9 Damn Good Healthy Reasons You Should Have Sex Every Night
You may have thought sex was just a pure form of physical enjoyment, but the health benefits that come along with it just can’t be ignored.
Many people don’t think having sex on a daily or nightly basis is plausible — between heavy workloads, stressful days, unintentional late-night binges on mac and cheese and all around laziness, but, honestly, sex is what can actually make you feel relief from all of those stressors.
I know it’s difficult to even motivate yourself to hit the gym at the end of the day, and pure naked vulnerability seems like the last thing you want to be dealing with, but it’s time to change that mindset. It’s time to go back to the birds and the bees.
So what are the benefits of sex that lie outside the actual act itself?
1. It keeps your immune system healthy
Trying to fight off the common cold? Maybe you should head to the bedroom instead of CVS. Having sex numerous times weekly correlates with high levels of immunoglobulin (IgA), an antibody, that protects from infections and the common cold.
Sound too good to be true? Well, you can thank researchers at Wilkes University in Pennsylvania for this lovely discovery.
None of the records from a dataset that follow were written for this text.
Issue #293, opened 2022-09-01
Expose loadbalancer IPv4 when Traefik disabled.


otavio:
### Discussed in https://github.com/kube-hetzner/terraform-hcloud-kube-hetzner/discussions/284

<div type='discussions-op-text'>

<sup>Originally posted by **geraldwuhoo** July  6, 2022</sup>
Currently the code in `output.tf` returns `null` for `load_balancer_public_ipv4` if Traefik is disabled. I can understand the reasoning, because without an ingress controller to provision an IP from the Hetzner LB, there is no LB IP to speak of. However, I'm disabling Traefik to install nginx-ingress instead. I'm sure many others disable Traefik to instead install their own preferred ingress controller.

Since there is no way for the Terraform module to detect whether or not a user will provision an ingress controller *after* Terraform provisioning, I think it makes sense to err on the side of caution, and return proper `load_balancer_public_ipv4` value even when Traefik is disabled.</div>

mysticaltech:
Just FYI future readers, with the new system for managing ingresses in #298, adding new ingresses via HelmChart config is now more or less a piece of cake. So don't hesitate to send us your PRs!

Kong, HAProxy, Caddy... You-name-it Ingress Controller! If it has both a decent user base and a helm chart, we want it! And we can integrate it quite easily, just follow in the footsteps of Nginx-ingress. Issuing a Find "nginx" in your code editor will illuminate the path you need to take to add the Ingress controller of your liking.

mysticaltech:
@geraldwuhoo FYI, the above. We know support Traefik, Nginx, and none - And we also have an easy flow to add more Ingress controllers if someone needs them, and they are popular in the cloud-native community to justify supporting them. This should solve your original issue #254, indirectly at least.

PR #294, opened 2022-09-01
Allow use of load balancer even if traefik is disabled

otavio:
Fixes: #293.
Signed-off-by: Otavio Salvador <otavio@ossystems.com.br>

### DIFF
--- a/main.tf
+++ b/main.tf
@@ -60,14 +60,14 @@ resource "hcloud_placement_group" "agent" {
   type  = "spread"
 }
 
-data "hcloud_load_balancer" "traefik" {
+data "hcloud_load_balancer" "cluster" {
   count = local.using_klipper_lb ? 0 : var.traefik_enabled == false ? 0 : 1
-  name  = "${var.cluster_name}-traefik"
+  name  = "${var.cluster_name}-lb"
 
   depends_on = [null_resource.kustomization]
 }
 
-resource "null_resource" "destroy_traefik_loadbalancer" {
+resource "null_resource" "destroy_cluster_loadbalancer" {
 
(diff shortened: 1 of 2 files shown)


mysticaltech:
Great initiative @otavio, we just need to continue using klipper, that gets activated automatically for single node clusters for instance.

otavio:
Do we need klipper in this case?

otavio:
I wonder as traefik is [creating the load balancer](https://github.com/kube-hetzner/terraform-hcloud-kube-hetzner/blob/master/templates/traefik_config.yaml.tpl#L13) and without it, we would need to make it externally as otherwise, we wouldn't know the IP of it.

mysticaltech:
We need klipper; it's an on-metal lb, which gives all the nodes IPs, not just one. Traffic in the current setup can be used either with the Hetzner LB, or with Klipper. So we would need to maintain klipper functionality.

mysticaltech:
I haven't checked, but normally anything that requests an LB can be used with klipper, but maintaining it tied to traefik as it is now is ok.

mysticaltech:
It's not a lot @otavio, the way I see it, just re-add the checks with `local.using_klipper_lb` that you removed and it should be good to merge.

otavio:
@mysticaltech I did as you asked but it is kinda confusing for me now. How I'd use the load balancer IP this way?

mysticaltech:
@otavio If that seems ok but a lot, you can share your Nginx config, and I will try to make the changes.

mysticaltech:
@otavio I'm taking this on, will merge until here, as it's a valid naming change, and continue adding Nginx on a separate branch. I will tag you in the next PR.

PR #109, opened 2018-09-15
[mod] Redirect after logout if `r` URI argument exists

tituspijean:
### The problem
An app cannot ask for a logout without breaking UX: users end up on SSOwat login form, whereas going back to the app could be preferable in some cases.

### Solution
This PR addresses [YunoHost/issues#1201](https://github.com/YunoHost/issues/issues/1201).
The modification makes `logout()` helper test if `r` URI argument exists after logging out users. If so, the base64 address is decoded and nginx is tasked with the redirection.

### PR Status
Ready to be reviewed.

### Testing
Example: [Flarum package](https://github.com/YunoHost-Apps/flarum_ynh) is bundled with an SSOwat extension to support YNH users. It already puts an `r` argument while disconnecting YNH users and redirection has been successfully tested.

### Validation
- [ ] Quick review 0/1 :
- [ ] Simple test 0/1 :
- [ ] Deep review 0/1 :

### DIFF
--- a/helpers.lua
+++ b/helpers.lua
@@ -889,8 +889,12 @@ function logout()
         flash("info", t("logged_out"))
     end
 
-    -- Redirect to portal anyway
-    return redirect(conf.portal_url)
+    -- Redirect with the `r` URI argument if it exists or redirect to portal
+    if args.r then
+        return redirect(ngx.decode_base64(args.r))
+    else
+        return redirect(conf.portal_url)
+    end
 end
 
 


alexAubin (approved):
Anyone has an opinion on this ? (including @YunoHost/apps ?)

Naively it looks legit to me but I haven't digged the issue / I don't have all use cases in mind

alexAubin:
Yolomerging because this looks legit~
Thanks !

helpers.lua
```diff
@@ -889,8 +889,12 @@ function logout()
         flash("info", t("logged_out"))
     end
 
-    -- Redirect to portal anyway
-    return redirect(conf.portal_url)
+    -- Redirect with the `r` URI argument if it exists or redirect to portal
+    if args.r then
```
zamentur, line 893: I think it should be in the "if is_logged_in() then" No ?

tituspijean: No, I don't think so. The function `logout()` already assumes that the user is logged in (as per line 884) and delete their cookies/session. Then my proposed code adds a check for the `r` argument to use it for redirection, and otherwise defaults to the initial redirection to portal.

PR #114, opened 2019-01-07
[fix] SSOwat crash after password change

Josue-T:
# Problem

SSOwat crash when we change the password.

I found the reason of this issue when I see the LDAP log. I saw that the LDAP connection fail here https://github.com/YunoHost/SSOwat/blob/stretch-unstable/helpers.lua#L353 by the error 49 (which is unauthorized).
I after saw that the connection was tried with the old password, which was invalid.

# Solution

Remove the password in the cash in the deconnection.

### DIFF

2. It lowers blood pressure
High blood pressure is often times a symptom of heart attack, kidney disease and stroke. A study published in Biological Psychology found that consistent sex helps to lower diastolic blood pressure.
The study focused on people who lived with their partners, which clearly makes frequent sex more of a reality than a dream.
3. It’s a lot more fun to burn calories in bed than on the treadmill
Obviously sex is a workout, but how much of one is it really? And what could make it better? For every half hour you spend getting it on, you can burn over 144 calories and the more you move around, the more calories you will burn.
4. It relieves stress
No this isn’t your imagination, this is actual science! Psychology professor Stuart Brody, Ph.D. from the University of the West of Scotland, conducted research that affirmed people who had sex “once over two weeks were better able to a manage stressful situations such as public speaking.”
Could you imagine how much less stressed you would be if you just upped that amount?
5. You can ditch the moisturizer and anti-aging creams
I’m not sure who comes up with these studies or how they think of them, but a study done at the Royal Edinburgh Hospital in Scotland is about to blow your mind.
A group of researchers sat behind a one-way mirror and watched as participants sat before them. The researchers had to guess each person’s age and realized that those who were having sex more often were viewed as seven to 12 years younger than their real age.
How? Why? Well, frequent sex encourages the releases of hormones, which is what keeps you looking young. Estrogen, especially, aids in the softening of skin — and who wouldn’t want that?
6. You will definitely sleep better
You may think the insane amount of physical activity you just engaged in is what is putting you to sleep afterwards, but that isn’t really the case.
The endorphins that are released during sex are also those that help you relax and help you de-stress, which finally prepare you for sleep.
7. It decreases pain
Endorphins like epinephrine and dopamine take over your body after an orgasm. These are the bodies natural pain relievers.
8. For the males: It decreases risk of prostate cancer
HOW? Well, a study published in the Journal of the American Medical Association said that men who ejaculated at least 21 times monthly were less likely to get prostate cancer.
The best part of this is that you don’t really even need sex to accomplish it.
9. For the females: It helps alleviate cramps
If you haven’t already figured this one out on your own, you at least now have science to back it up. Cindy M. Meston, Ph.D., director of the Sexual Psychophysiology Laboratory at the University of Texas at Austin, explained that “when a woman orgasms, her uterus contracts and, in the process, rids the body of cramp-causing compounds.”
Sure, your boyfriend (or whomever you’re having sex with) may not be too keen on the idea, but hopefully, for your sake, he can suck it up and take one for the team.